We here at Federated Media have decided it’s time to lift the curtain a bit and talk about some of the high level technology behind the products of FM. As a result, we’ve decided to create the FM Tech Blog. In this blog we’ll share some of the results, surprises and problems we’ve uncovered along the way, as well as our ideas on where things might go in the future. And of course we’ll take your questions and try to provide cogent answers.
To get started, I’d like to talk about the technology that underlies Conversation Targeting – a new ad product launched in Beta in the first half of 2011. You can probably guess that we have a semantic technology behind this. However, it’s probably not what you think it is. Yes, we have an engine that auto-generates tags, and even overarching topic labels, for thousands of new web pages every day.

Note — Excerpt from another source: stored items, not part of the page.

PR #9962, opened 2025-09-03
[Feature] Sglang Tracing: Fine-Grained Tracking for Request Latency - Part 1

sufeng-buaa:
## Motivation

The PR is response to https://github.com/sgl-project/sglang/issues/8965 . For details on the motivation and visual output, please refer to the issue.

## Modifications
To avoid overwhelming reviewers with a large amount of code, we have split the patch into two parts.

This is the first part, which includes:
* A request tracing package, which provides a set of static instrumentation APIs.
* Implementation of request tracing for normal requests, covering scenarios with MultiTokenizer and TP>1.

The second part will be submitted after this part has been reviewed or merged, include:
* Request tracing support for PD disaggregation and DP attention scenarios
* A script for converting opentelemetry data to perfetto data

To help reviewers better understand the design, we would like to clarify a few key points:

1. To trace multiple concurrently executing requests and observe intra-request parallelism (e.g., TP > 1), a global variable is used to maintain the trace context of the currently active request.
```
SglangTraceReqContext (rid="req-123")
├── SglangTraceThreadContext(thread_label="scheduler", tp_rank=0)
│ └── SglangTraceSliceContext (name="prefill") # cur slice
|
└── SglangTraceThreadContext(thread_label="scheduler", tp_rank=1)
  └── SglangTraceSliceContext (name="prefill") # cur slice
```

2. To capture the execution flow of a request, adjacent spans are linked using the opentelemetry.sdk.trace.span.Span.add_link() API. As a result, the SglangTraceSliceContext keeps track of the prev_span_context to enable proper linking.

3. When a request crosses thread boundaries, the trace context is explicitly propagated using a dedicated structure, `SglangTracePropagateContext`, which includes both the root span context and the previous span context to ensure continuity across threads.

## How to enable request tracing?
Please refer to `docs/references/production_request_trace.md`

## How to use request tracing APIs?
Please refer to `docs/references/production_request_trace.md` and `test/srt/test_tracing.py`

## Instrumentation Overhead Evaluation
Our testing platform is based on an Intel® Xeon® Platinum 8469C processor, configured with 192 CPU cores, 1 TB of RAM, and 8 NVIDIA H20 GPUs.

1. enable tracing
* The overhead of tracing a single slice is approximately 40 μs, including the combined cost of trace_slice_start() and trace_slice_end().
    In the scheduler, multiple requests are processed concurrently, so the actual overhead = single slice overhead * batch_size.<br>
    However, due to the overlap scheduling mechanism, the tracing overhead can be largely hidden by the GPU-side forward computation time.

* The overhead of a single cross-thread trace context propagation is approximately 90 μs.

2. disable tracing
* The overhead of an empty instrumentation point is approximately 300–400 ns, which is negligible under the overlap scheduling mechanism.

## TODO
1. Dynamically enable or disable via Http Post interface.
2. Request tracing for EP and PP scenarios is currently under implementation.

## Checklist

### DIFF
--- a/python/sglang/srt/entrypoints/http_server.py
+++ b/python/sglang/srt/entrypoints/http_server.py
@@ -31,6 +31,8 @@ from typing import Any, AsyncIterator, Callable, Dict, List, Optional
 
 import setproctitle
 
+from sglang.srt.tracing.trace import process_tracing_init, trace_set_thread_info
+
 # Fix a bug of Python threading
 setattr(threading, "_register_atexit", lambda *args, **kwargs: None)
 
@@ -177,6 +179,13 @@ async def init_multi_tokenizer() -> ServerArgs:
             scheduler_info=scheduler_info,
         )
     )
+
+    if server_args.enable_trace:
+        process_tracing_init(server_args.otel_endpoint, "sglang")
+        if server_args.disaggregation_mode == "null":
+            thread_label = f"MultiTokenizer-{tokenizer_manager.worker_id}"
+            trace_set_thread_info(thread_label)
+
     return server_args
 
 
@@ -1170,6 +1179,12 @@ def launch_server(
         tokenizer_manager, template_manager, scheduler_info = _launch_subprocesses(
             server_args=server_args,
         )
+
+        if server_args.enable_trace:
+            process_tracing_init(server_args.otel_endpoint, "sglang")
+            if server_args.disaggregation_mode == "null":
+                thread_label = "Tokenizer"
+                trace_set_thread_info(thread_label)
 
     set_global_state(
         _GlobalState(
--- a/python/sglang/srt/entrypoints/http_server.py
+++ b/python/sglang/srt/entrypoints/http_server.py
@@ -181,7 +181,7 @@ async def init_multi_tokenizer() -> ServerArgs:
     )
 
     if server_args.enable_trace:
-        process_tracing_init(server_args.otel_endpoint, "sglang")
+        process_tracing_init(server_args.oltp_traces_endpoint, "sglang")
         if server_args.disaggregation_mode == "null":
             thread_label = f"MultiTokenizer-{tokenizer_manager.worker_id}"
             trace_set_thread_info(thread_label)
@@ -1181,7 +1181,7 @@ def launch_server(
         )
 
         if server_args.enable_trace:
-            process_tracing_init(server_args.otel_endpoint, "sglang")
+            process_tracing_init(server_args.oltp_traces_endpoint, "sglang")
             if server_args.disaggregation_mode == "null":
                 thread_label = "Tokenizer"
                 trace_set_thread_info(thread_label)
--- a/python/sglang/srt/managers/scheduler.py
+++ b/python/sglang/srt/managers/scheduler.py
@@ -145,6 +145,15 @@ from sglang.srt.parser.reasoning_parser import ReasoningParser
 from sglang.srt.server_args import PortArgs, ServerArgs
 from sglang.srt.speculative.spec_info import SpeculativeAlgorithm
 from sglang.srt.torch_memory_saver_adapter import TorchMemorySaverAdapter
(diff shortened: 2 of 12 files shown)


python/sglang/srt/entrypoints/http_server.py
```diff
@@ -192,6 +194,13 @@ async def init_multi_tokenizer() -> ServerArgs:
             scheduler_info=scheduler_info,
         )
     )
+
+    if server_args.enable_trace:
```
ishandhanani, line 183: Seems like we can enable this when using the http server entrypoint. What do you think about enabling this for the `sgl.Engine` API as well?

sufeng-buaa: Yes, that makes sense. I'll add it, run some tests, and push an update shortly.

sufeng-buaa: I've enabled this for the sgl.Engine API.

ishandhanani: Neat! Thank you. 

I've kicked off the PR checks

ishandhanani:
Seems like there are some conflicts. Can you resolve?

sufeng-buaa:
> Seems like there are some conflicts. Can you resolve?

sufeng-buaa:
> Seems like there are some conflicts. Can you resolve?

ok, I have rebased my branch to the latest main.

ishandhanani:
@zhyncs - can you take a look?

ishandhanani (approved):

hnyls2002 (approved):

python/sglang/srt/managers/scheduler.py
```diff
@@ -814,6 +823,10 @@ def event_loop_normal(self):
             batch = self.get_next_batch_to_run()
             self.cur_batch = batch
 
+            if batch:
+                for req in batch.reqs:
+                    trace_event("schedule", req.rid)
```
merrymercy, line 828: wrap this into a function and only call it if tracing is enabled.
The principal: if tracing is not enabled, the overhead should just be a single if/else, not a for loop

python/sglang/srt/managers/scheduler.py
```diff
@@ -1880,8 +1904,23 @@ def process_batch_result(
...
+                trace_slice(
+                    "decode loop",
+                    req.rid,
+                    auto_next_anon=not req.finished(),
+                    thread_finish_flag=req.finished(),
+                )
+
         elif batch.forward_mode.is_extend():
             self.process_batch_result_prefill(batch, result, launch_done)
+            for req in batch.reqs:
```
merrymercy, line 1917: If tracing is not enabled, the overhead should just be a single if/else, not a for loop

python/sglang/srt/managers/scheduler.py
```diff
@@ -835,6 +848,10 @@ def event_loop_overlap(self):
             batch = self.get_next_batch_to_run()
             self.cur_batch = batch
 
+            if batch:
```
merrymercy, line 851: There is a `if batch` condition right after this, should you put this block under L855?

python/sglang/srt/managers/scheduler.py
```diff
@@ -835,6 +848,10 @@ def event_loop_overlap(self):
...
+                for req in batch.reqs:
+                    trace_event("schedule", req.rid)
```
merrymercy, line 853: Wrap this into a function called `trace_event_batch`.

The code in `event_loop_XXXX` should be very concise, only expose core logics

stmatengss:
@sufeng-buaa could you resolve these issues from @merrymercy even after this PR is merged?

sufeng-buaa:
> @sufeng-buaa could you resolve these issues from @merrymercy even after this PR is merged?

I have fixed these issue in https://github.com/sgl-project/sglang/pull/10804

PR #9965, opened 2025-09-03
Add storage read/write bandwidth logs to monitor kvcache performance

pansicheng:
## Motivation

Add storage read/write bandwidth logs to monitor kvcache performance, enhancing online deployment observability.

## Checklist

### DIFF
--- a/python/sglang/srt/mem_cache/hiradix_cache.py
+++ b/python/sglang/srt/mem_cache/hiradix_cache.py
@@ -32,9 +32,6 @@ class HiRadixCache(RadixCache):
         req_to_token_pool: ReqToTokenPool,
         token_to_kv_pool_allocator: BaseTokenToKVPoolAllocator,
         tp_cache_group: torch.distributed.ProcessGroup,
-        tp_rank: int,
-        pp_rank: int,
-        dp_rank: Optional[int],
         page_size: int,
         hicache_ratio: float,
         hicache_size: int,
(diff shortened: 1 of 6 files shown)


xiezhq-hermann:
Thank you for the PR, how about we capsulate everything about observability into --enable-metrics? I think that would simplify some implementation and make it more coherent to the collection of other metrics.

pansicheng:
> Thank you for the PR, how about we capsulate everything about observability into --enable-metrics? I think that would simplify some implementation and make it more coherent to the collection of other metrics.

@xiezhq-hermann Sure! PTAL

python/sglang/srt/mem_cache/hiradix_cache.py
```diff
@@ -31,12 +32,16 @@ def __init__(
         req_to_token_pool: ReqToTokenPool,
         token_to_kv_pool_allocator: BaseTokenToKVPoolAllocator,
         tp_cache_group: torch.distributed.ProcessGroup,
+        tp_rank: int,
```
xiezhq-hermann: if we choose to pass these parameters, we should not be querying them again in `_generate_storage_config`, which one would be better?

pansicheng: Upon review, the tp_rank and dp_rank being passed down in the metrics labels are global ranks, whereas cache_controller retrieves ranks only within the dp group. To ensure storage reusability across dp groups, it's preferable to rely on _generate_storage_config. Since the incoming ranks are global, they require conversion. The latest changes have standardized the use of _generate_storage_config to obtain the correct ranks.

python/sglang/srt/metrics/collector.py
```diff
@@ -551,3 +551,100 @@ def observe_inter_token_latency(self, internval: float, num_new_tokens: int):
...
+            self.prefetched_tokens_total.labels(**self.labels).inc(prefetched_tokens)
+
+    def log_backuped_tokens(self, backuped_tokens: int):
+        if backuped_tokens > 0:
+            self.backuped_tokens_total.labels(**self.labels).inc(backuped_tokens)
+
+    def _log_histogram(self, histogram, data: Union[int, float]):
+        histogram.labels(**self.labels).observe(data)
+
+    def log_storage_metrics(self, storage_metrics: StorageMetrics):
```
xiezhq-hermann: right now this is very 3fs specific, it would fail if other backends does not implement `get_stats` or implemented it slightly differently.

pansicheng: @xiezhq-hermann Add handling logic for cases where the get_stats interface is not implemented and return None. Assert if isinstance(storage_metrics, StorageMetrics) is false

xiezhq-hermann (approved):

PR #9968, opened 2025-09-03
fix:incorrect throughput calculation caused by a TTFT metric computation error in bench_one_batch_server

JoyFuture:
## Motivation

When KV cache capacity is small, long prompts cannot be fully prefetched in one shot, causing prefill–decode–prefill interleaving. The existing TTFT logic in bench_one_batch_server measured start → last first-token wall time and thus included decode time, inflating TTFT and skewing throughput metrics. This PR revises TTFT calculation so it only accumulates elapsed time segments that end at a first-token event, effectively excluding decode windows.
[#9967](https://github.com/sgl-project/sglang/issues/9967)

## Modifications

Scope: client-side benchmark script only (python/sglang/bench_one_batch_server.py). No runtime/server changes.

Logic change: instead of setting ttft = now - tic at the last “first-token” event, we accumulate the elapsed time only when a first-token event is observed, and reset the segment start.

## Accuracy Tests

N/A — This change does not affect model forward/evaluation logic or outputs.

## Benchmarking and Profiling

Model: Qwen3-8B

Batch size: 32

Input/Output: 2048 / 1024

## Repro Steps

Small KV pool (interleaving prefill/decode)
Server (reduced KV cache capacity):

```
  --model-path /llm/HFModels/Qwen3-8B/ \
  --disable-radix-cache --trust-remote-code \
  --host 127.0.0.1 --port 30001 \
  --mem-fraction-static 0.3
```

Same benchmark command.

Before fix (incorrect TTFT):

```
latency: 35.14 s
ttft: 20.52 s
last generation throughput: 876.83 tok/s
input throughput: 3193.53 tok/s
output throughput: 2242.14 tok/s
```

After fix (decode excluded from TTFT):

```
latency: 35.08 s
ttft: 4.23 s
last generation throughput: 876.98 tok/s
input throughput: 15499.39 tok/s
output throughput: 1062.05 tok/s
```

## Checklist

### DIFF
--- a/python/sglang/bench_one_batch_server.py
+++ b/python/sglang/bench_one_batch_server.py
@@ -190,6 +190,7 @@ def run_one_case(
 
     # The TTFT of the last request in the batch
     ttft = 0.0
+    last_time = tic
     for chunk in response.iter_lines(decode_unicode=False):
         chunk = chunk.decode("utf-8")
         if chunk and chunk.startswith("data:"):
@@ -204,7 +205,8 @@ def run_one_case(
                 or data["meta_info"]["finish_reason"]["type"] == "length"
             )
             if data["meta_info"]["completion_tokens"] == 1:
-                ttft = time.perf_counter() - tic
+                ttft += time.perf_counter() - last_time
+            last_time = time.perf_counter()
 
     latency = time.perf_counter() - tic
     input_throughput = batch_size * input_len / ttft


JoyFuture:
@hnyls2002 Hi , could you please take a look at my PR when you have time? Thanks!

zheng1:
This fix causes another problem: TTFT is computed too low.
See my test below for more details.

```
(llm-test) (base) root@h20-02:/data01/llm-test# python3 -m sglang.bench_one_batch_server --model-path /data01/models/DeepSeek-V3.1/ --base-url http://10.0.18.1:30000 --tokenizer-path /data01/models/DeepSeek-V3.1/ --batch-size 128 --input-len 2048 --output-len 2048 --skip-warmup
`torch_dtype` is deprecated! Use `dtype` instead!
#Input tokens: 262144
#Output tokens: 262144
batch size: 128
input_len: 2048
output_len: 2048
latency: 138.98 s
ttft: 1.18 s
last generation throughput: 10.33 tok/s
input throughput: 221857.86 tok/s
output throughput: 1902.34 tok/s
```
In fact, when PD is separated, TTFT is not 1.18s. The sglang-router buffers the request in memory after receiving it, then forwards it to the prefill. The client receives a response first, which causes the TTFT anomaly to appear smaller.

hnyls2002:
Thanks @JoyFuture! bench_one_batch_server was rewritten with new TTFT semantics, so this fix no longer
  applies - closing. Please reopen if the throughput number is still off.

PR #9976, opened 2025-09-03
[BugFix] Fix incorrect hidden_states_tensor in pd disaggregation + eagle

ZeldaHuang:
## Motivation
When use pd disaggregation with eagle , we should transfer the hidden states in `spec_info`, But now we transfer the  hidden states in target model's `logits_output`.

## Checklist


python/sglang/srt/disaggregation/prefill.py
```diff
@@ -410,9 +410,14 @@ def process_batch_result_disagg_prefill(
                     last_hidden_index = (
                         hidden_state_offset + extend_input_len_per_req[i] - 1
                     )
-                    req.hidden_states_tensor = (
-                        logits_output.hidden_states[last_hidden_index].cpu().clone()
-                    )
+                    if self.spec_algorithm.is_eagle():
```
ShangmingCai: I think MTP will make this condition True as well, at least it is True for Deepseek V3/R1. Is there a way to make it work for both worlds? When using MTP, does `batch.spec_info.hidden_states[i]` equal None in this case?

ZeldaHuang: I think in MTP, we also need to transfer the `batch.spec_info.hidden_states[i]`, cause we get the get 1 token from draft prefill in P node, ` batch.spec_info.hidden_states` will be updated to draft model's hidden states in [https://github.com/sgl-project/sglang/blob/main/python/sglang/srt/speculative/eagle_worker.py#L940](https://github.com/sgl-project/sglang/blob/main/python/sglang/srt/speculative/eagle_worker.py#L940)

ShangmingCai: If that's so, do we still need this `else` logic? Just wondering if the current changes fit both MTP and vanilla EAGLE's requirements? I will trigger the CI, but it would be better if you could verify whether it works for both cases.

BTW, these lines look like they might be the same thing:
https://github.com/sgl-project/sglang/blob/main/python/sglang/srt/speculative/eagle_worker.py#L1043-L1048

ShangmingCai:
@JustinTong0323 Can you help reviewing this PR？

ShangmingCai (commented):
@JustinTong0323 BTW, I am OK with this change if the goal is only to avoid raising an error. More metadata that needs to be transmitted in the PD module will be addressed in other PRs.

python/sglang/srt/disaggregation/prefill.py
```diff
@@ -412,9 +412,14 @@ def process_batch_result_disagg_prefill(
                     last_hidden_index = (
                         hidden_state_offset + extend_input_len_per_req[i] - 1
                     )
-                    req.hidden_states_tensor = (
-                        logits_output.hidden_states[last_hidden_index].cpu().clone()
-                    )
+                    if self.spec_algorithm.is_eagle3():
```
JustinTong0323, line 424: why not `spec_algorithm.is_eagle()`?
ref:
https://github.com/sgl-project/sglang/blob/99757cc3e68418f48713e69e5543a5783abcd84d/python/sglang/srt/speculative/spec_info.py#L13-L17

ZeldaHuang: As mentioned in https://github.com/sgl-project/sglang/issues/10059, the error only happened in eagle3, which has three aux hidden_states in logits_output, this pr avoid raising it. As for the accept rate of first draft decode, will be fixed in other PRs.

JustinTong0323 (approved):

PR #11170, opened 2025-10-02
Remove dp balance metadata and minimul token balance.

hnyls2002:
Deprecate this method.


ishandhanani:
Just curious on why @hnyls2002?

hnyls2002:
@ishandhanani The implementation is wrong (about the token updating, it is always delayed for 40 iters, and then the true tokens are changed) https://github.com/sgl-project/sglang/pull/11170/files#diff-9cdb34668cae0ef7eefead6ef788b5ab15c2bf954a84fa741bf0d05aabea8684L334

Also, we will introduce a timely and reliable method to report load (queuing requests, occupied tokens, KV cache usage, etc.). I will attach an issue later.

hnyls2002:
@ishandhanani here #11186

PR #11174, opened 2025-10-02
[Fix AMD CI] VRAM cleanup 

sunxxuns:
This PR addresses the issue where processes die but VRAM remains allocated, causing failures in subsequent AMD CI jobs.

## Changes Made

1. **Enhanced **:
   - Added VRAM checking function for both ROCm and NVIDIA systems
   - Added aggressive cleanup when VRAM is still allocated after killing SGLang processes
   - For ROCm: Kills all processes using  device

2. **Added **:
   - Standalone script to verify VRAM is clear
   - Exits with error code if VRAM is allocated
   - Used for verification in CI

3. **Updated AMD CI workflow** ():
   - Added 'Clean up GPU memory' step before installing dependencies
   - Added 'Verify VRAM is clear' step to ensure cleanup worked
   - Applied to all AMD CI jobs

## How it works

- Before each test job starts, the workflow now runs cleanup to kill any lingering SGLang processes
- Checks if VRAM is still allocated and performs additional cleanup if needed
- Verifies VRAM is clear before proceeding with dependency installation and tests
- This should prevent the 'process died but VRAM held' issue from affecting subsequent jobs

Fixes the issue seen in: https://github.com/sgl-project/sglang/actions/runs/18187939355/job/51776255653

### DIFF
--- a/test/srt/run_suite.py
+++ b/test/srt/run_suite.py
@@ -2,6 +2,7 @@ import argparse
 import glob
 from dataclasses import dataclass
 
+from sglang.srt.utils import is_hip
 from sglang.test.test_utils import run_unittest_files
 
 
@@ -368,7 +369,7 @@ if __name__ == "__main__":
     arg_parser.add_argument(
         "--timeout-per-file",
         type=int,
-        default=1200,
+        default=1500 if is_hip() else 1200,
         help="The time limit for running one file in seconds.",
     )
     arg_parser.add_argument(
--- a/.github/workflows/pr-test-amd.yml
+++ b/.github/workflows/pr-test-amd.yml
@@ -41,11 +41,8 @@ jobs:
         env:
           GITHUB_WORKSPACE: ${{ github.workspace }}
 
-      - name: Clean up GPU memory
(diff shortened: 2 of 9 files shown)


Kangyan-Zhou:
Can you check why in https://github.com/sgl-project/sglang/actions/runs/18208865074/job/51849604063?pr=11174 the script fails to clean up one GPU?

sunxxuns:
> Can you check why in https://github.com/sgl-project/sglang/actions/runs/18208865074/job/51849604063?pr=11174 the script fails to clean up one GPU?
this can be repro'ed, and exposed by this pr;  
we will update image to fix this flaky issue.

merrymercy (approved):

test/srt/run_suite.py
```diff
@@ -368,7 +369,7 @@ def auto_partition(files, rank, size):
     arg_parser.add_argument(
         "--timeout-per-file",
         type=int,
-        default=1200,
+        default=1500 if is_hip() else 1200,
```
merrymercy, line 372: we should not increase this timeout, instead, we should split the files and make each of them run faster.

PR #11178, opened 2025-10-02
fix self.enable_kv_cache_events

narutolhy:
## Motivation

`server_args.kv_events_config` defaults to None.
The original assignment:
`self.enable_kv_cache_events = server_args.kv_events_config and tp_rank == 0`
propagates None into `self.enable_kv_cache_events` when `kv_events_config` is None, because Python’s and returns the first falsy operand (None). This leads downstream to an assertion failure in `radix_cache_cpp.py:`
```python
assert (enable_kv_cache_events is False), "HiRadixCache does not support kv cache events yet"
```
Since `enable_kv_cache_events` was None (not False), the assertion triggers even though events were effectively “disabled”.

## Modifications
Make the intent explicit: only enable events when a config is provided and we’re on tp_rank == 0; otherwise set a strict boolean False.
```python
# Before
self.enable_kv_cache_events = server_args.kv_events_config and tp_rank == 0

# After
self.enable_kv_cache_events = (
    server_args.kv_events_config is not None and tp_rank == 0
)
```

## Accuracy Tests

No model logic changed; this is a control-flow/flag fix.
I print `self.enable_kv_cache_events ` before and after
before `self.enable_kv_cache_events`: None
after `self.enable_kv_cache_events`: False
## Benchmarking and Profiling

No runtime impact: single boolean expression change. No kernel or scheduling changes.

## Checklist

### DIFF
--- a/python/sglang/srt/managers/scheduler.py
+++ b/python/sglang/srt/managers/scheduler.py
@@ -298,8 +298,8 @@ class Scheduler(
         self.enable_metrics_for_all_schedulers = (
             server_args.enable_metrics_for_all_schedulers
         )
-        self.enable_kv_cache_events = (
-            server_args.kv_events_config is not None and tp_rank == 0
+        self.enable_kv_cache_events = bool(
+            server_args.kv_events_config and tp_rank == 0
         )
         self.enable_trace = server_args.enable_trace
         self.stream_interval = server_args.stream_interval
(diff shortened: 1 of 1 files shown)


JustinTong0323 (approved):

ishandhanani:
Good catch - thank you for this. Unfortunate CI didn't catch this

ishandhanani (approved):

But there’s a lot more to it than that. Let me point out three points of differentiation that I think you’ll find interesting.
The first point is what we define as a “conversation.” By “conversation targeting” we mean (1) getting ads onto pages that are part of an ongoing dialogue – such as blogs that spawn substantive discussion threads, and (2) targeting more than a single topic (think of a cluster of related topics).
Consider the “small business” conversation. Does that mean pages with “small business” (or an obvious synonym, such as “home-based business”) in the content? In which case, does this amount to nothing more than a whole bunch of character string matches (regular expressions, or such)?
Not really. It means that we notice where people are answering questions about the oddities of Quickbooks, or trying to determine if a certain shipping company is less expensive for sending their customers extra-heavy packages. And many more things. In fact, several dozens of related topics make up the “small business” conversation at any given time. Thus, our semantic technology does a ton of analysis about how topics are related to other topics within communities of conversation. (We use a couple of different methods for that, which I can explain in a later post).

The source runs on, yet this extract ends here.